I might have been misinformed all along, but I can’t say for sure. While there were apparent hints and I still don’t know, maybe FEMA is responsible for hiring Krucial. Thus it need not comment. This speaks to the federal government’s response to the pandemic, which, perhaps, the City didn’t want to upset because Donald Trump is withholding aid? It’s a reasonable theory.
C. Krucial’s Lawyers Threaten Gregory Antollino
Krucial’s law firm, Lathrop GPM in Kansas City, contacted me a week ago, warning me not to “publically post [or] communicat[e] false statements about” Krucial and Brian Cleary. Lathrop GPM is marketing itself to defending corporations in the pandemic. As for me, Lathrop said my “conduct . . . might” violate the Rules of Professional Responsibility in New York. He did not tell me how even when I asked for clarification. The rule in New York is that lawyers cannot invoke the disciplinary rules to obtain a “civil advantage.”

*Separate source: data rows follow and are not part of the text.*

PR #3194, opened 2019-05-14
Add template algorithms

simonsonjack:
Two demonstration algorithms showing how to incorporate Python into a C# algorithm and vice versa

#### Description

Outputs two debug statements that print the value of sin(10) in both languages.

#### Motivation and Context

A user asked about this in the forum and it seemed like it might interest more people. Publishing it here would give people the skeleton code to work with.

Run locally and in the terminal, verified matching results.

#### Types of changes

#### Checklist:

### DIFF
--- a/Algorithm.CSharp/BasicPythonIntegrationTemplateAlgorithm.cs
+++ b/Algorithm.CSharp/BasicPythonIntegrationTemplateAlgorithm.cs
@@ -1,0 +1,56 @@
+/*
+ * QUANTCONNECT.COM - Democratizing Finance, Empowering Individuals.
+ * Lean Algorithmic Trading Engine v2.0. Copyright 2014 QuantConnect Corporation.
+ *
+ * Licensed under the Apache License, Version 2.0 (the "License");
+ * you may not use this file except in compliance with the License.
+ * You may obtain a copy of the License at http://www.apache.org/licenses/LICENSE-2.0
+ *
+ * Unless required by applicable law or agreed to in writing, software
+ * distributed under the License is distributed on an "AS IS" BASIS,
+ * WITHOUT WARRANTIES OR CONDITIONS OF ANY KIND, either express or implied.
+ * See the License for the specific language governing permissions and
+ * limitations under the License.
+*/
+
+using System;
+using QuantConnect.Data;
+using Python.Runtime;
+namespace QuantConnect.Algorithm.CSharp
+{
+    public class BasicPythonIntegrationTemplateAlgorithm : QCAlgorithm
+    {
+
+        public override void Initialize()
+        {
+            SetStartDate(2018, 11, 10);  //Set Start Date
+            SetEndDate(2018, 12, 1);
+            SetCash(100000);             //Set Strategy Cash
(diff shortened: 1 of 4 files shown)


Algorithm.CSharp/BasicPythonIntegrationTemplateAlgorithm.cs
```diff
@@ -0,0 +1,56 @@
...
+            SetCash(100000);             //Set Strategy Cash
+            AddEquity("SPY", Resolution.Minute);
+
+        }
+
+        private decimal ComputeSin(decimal value)
+        {
+            using (Py.GIL())
+            {
+                dynamic np = Py.Import("numpy");
```
AlexCatarino: I would suggest that we create a class field for numpy:
```csharp
private dynamic _numpy
```
assign it in Initialize:
```csharp
{
    // other initilization statements
    using (Py.GIL())
    {
        _numpy = Py.Import("numpy");
    }
}
```
and finally use it in the method:
```csharp
private decimal ComputeSin(decimal value)
{
    using (Py.GIL())
    {
        return (decimal)_numpy.sin(value);
    }
}
```
to avoid provinding an example where we try to import the same Python multiple times.

Algorithm.CSharp/BasicPythonIntegrationTemplateAlgorithm.cs
```diff
@@ -0,0 +1,56 @@
...
+using Python.Runtime;
+namespace QuantConnect.Algorithm.CSharp
+{
+    public class BasicPythonIntegrationTemplateAlgorithm : QCAlgorithm
+    {
+
+        public override void Initialize()
+        {
+            SetStartDate(2018, 11, 10);  //Set Start Date
+            SetEndDate(2018, 12, 1);
```
AlexCatarino: For consistency, we should keep the same date range in both algorithms.

Algorithm.Python/BasicCSharpIntegrationTemplateAlgorithm.py
```diff
@@ -0,0 +1,44 @@
...
+class BasicCSharpIntegrationTemplateAlgorithm(QCAlgorithm):
+
+    def Initialize(self):
+        self.SetStartDate(2013,10, 7)  #Set Start Date
+        self.SetEndDate(2013,10,11)    #Set End Date
+        self.SetCash(100000)           #Set Strategy Cash
+        
+        self.AddEquity("SPY", Resolution.Second)
+        self.Debug(f'According to Python, the value of sin(10) is {np.sin(10)}')
+        self.Debug(f'According to C#, the value of sin(10) is {Math.Sin(10)}')
```
AlexCatarino: In the C# version, these `Debug` statements appear in `OnData` method.

Algorithm.CSharp/BasicPythonIntegrationTemplateAlgorithm.cs
simonsonjack: I made the change in the python algo, they'll be the same now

Lathrop GPM, through a high-ranking partner, probably violated that rule. Still, it failed to put me on notice as to what how I had violated any provisions of professional conduct. It merely tried to scare me. Its letter said I might be “subjecting [my]self to personal liability for defamation and trade liable.” There is no such thing in New York as “trade liable,” by which the attorney probably meant “trade libel.” Those cases are rare. Remember the trial in Texas against Oprah for saying she would “never eat a hamburger again?” She won, and it raised her stature.

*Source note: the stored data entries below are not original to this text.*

Issue #3074, opened 2019-04-11
Warm Up Indicator Helper


AlexCatarino:
#### Expected Behavior
Be able to easily warm up indicators using QCAlgorithm API.

#### Actual Behavior
In order to warm up indicators, users need to make a history request call and use them to update the indicators manually. 

#### Checklist
- [x] I have completely filled out this template
- [x] I have confirmed that this issue exists on the current `master` branch
- [x] I have confirmed that this is not a duplicate issue by searching [issues](https://github.com/QuantConnect/Lean/issues)

PR #3195, opened 2019-05-15
Extends NormalizedAverageTrueRange and TrueRange Indicators With IIndicatorWarmUpPeriodProvider

AlexCatarino:
#### Description
Extends `NormalizedAverageTrueRange` and `TrueRange` indicators with `IIndicatorWarmUpPeriodProvider`.

#### Related Issue
#3074 

#### Motivation and Context
See #3074 

Unit tests.

#### Types of changes

#### Checklist:

### DIFF
--- a/Indicators/NormalizedAverageTrueRange.cs
+++ b/Indicators/NormalizedAverageTrueRange.cs
@@ -1,11 +1,11 @@
 ﻿/*
  * QUANTCONNECT.COM - Democratizing Finance, Empowering Individuals.
  * Lean Algorithmic Trading Engine v2.0. Copyright 2014 QuantConnect Corporation.
- * 
- * Licensed under the Apache License, Version 2.0 (the "License"); 
+ *
+ * Licensed under the Apache License, Version 2.0 (the "License");
  * you may not use this file except in compliance with the License.
  * You may obtain a copy of the License at http://www.apache.org/licenses/LICENSE-2.0
- * 
+ *
  * Unless required by applicable law or agreed to in writing, software
  * distributed under the License is distributed on an "AS IS" BASIS,
  * WITHOUT WARRANTIES OR CONDITIONS OF ANY KIND, either express or implied.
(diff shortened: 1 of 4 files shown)


Indicators/NormalizedAverageTrueRange.cs
```diff
@@ -47,17 +47,19 @@ public class NormalizedAverageTrueRange : BarIndicator
...
-        public override bool IsReady
-        {
-            get { return Samples > _period; }
-        }
+        public override bool IsReady => Samples > _period;
+
+        /// <summary>
+        /// Required period, in data points, for the indicator to be ready and fully initialized.
+        /// </summary>
+        public int WarmUpPeriod => _period + 1;
```
mchandschuh: I didn't think of this on the previous PR, but I think these definitions might be better phrased against the dependency, for example, here we could say `=> _smoother.WarmUpPeriod` -- and going even further, could make `SimpleMovingAverage.WarmUpPeriod => RollingSum.WarmUpPeriod` (which would require `RollingWindow<T> : IWarmUpPeriodProvider`

---

#### History of +1 warm up periods

My reasoning here comes down to this infamous `+ 1` that often appears and IIRC, it was a _very_ [early](b3de52091) decision made due to `RollingWindow<T>.MostRecentlyRemoved` throwing an exception if we haven't removed any items yet. Thinking back on that decision now it seems silly and could potentially lead to variations in results vs different platforms, especially in the indicators that use a different formula for the warmup period (such as, technically, wilders).

I'm not recommending a change here, but simply wanted to share some knowledge on why this is like this (SMA10 requires 11 points to be `IsReady==true`).

@jaredbroad @StefanoRaggi @Martin-Molinero - tagged for knowledge transfer :) feel free to ping me to discuss further

AlexCatarino: When we have an indicator that inherits from `WindowIndicator<IndicatorDataPoint>`, like SMA, we get the following `WarmUpPeriod`:
```csharp
public int WarmUpPeriod => Period;
```
So, we would have:
```csharp
public class RollingWindow<T> : IReadOnlyWindow<T>, IIndicatorWarmUpPeriodProvider
{
    public int WarmUpPeriod => Size;
}
```
and
```csharp
public abstract class WindowIndicator<T> : IndicatorBase<T>, IIndicatorWarmUpPeriodProvider
{
    public int WarmUpPeriod => Period;   // since public int Period => _window.Size;
}
```

However, this particular case is different, because IsReady is defined as:
```csharp
public override bool IsReady => Samples > _period;
```
where `IsReady` in `WindowIndicator`/`RollingWindow` is a greater **or equal** condition.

Also, truth is an absolute defense in all libel actions and New York has a powerful “litigation privilege,” allowing parties and attorneys to comment on pending litigation. New York also has an anti-SLAPP statute. In theory, the anti-SLAPP is there to protect whistleblowers (like my clients or me) from filing a lawsuit then being “slapped” with a libel claim.
I believe I am protected under New York law. Nevertheless, I want to know whether the City of New York, FEMA, or both have any connection to Krucial Staffing. Why won’t the City tell the public? A sociologist was recently quoted in The Atlantic, in commenting on the pandemic and the information that will come with it, that “Alarmism is equated with misinformation . . . [b]butwhen you do have some [information] coming, no one feels empowered to say: ‘This one isn’t alarmism . . . There’s a cultural script that we play, and when the script changes, it takes time to shift to a new one.” Zeynep Tufekci, a sociologist from the University of North Carolina, said this. See the entire article here: https://www.theatlantic.com/health/archive/2020/04/pandemic-confusing-uncertainty/610819/
Meanwhile, someone needs to correct the script, or stick to a consistent, truthful script by which we can all guide ourselves.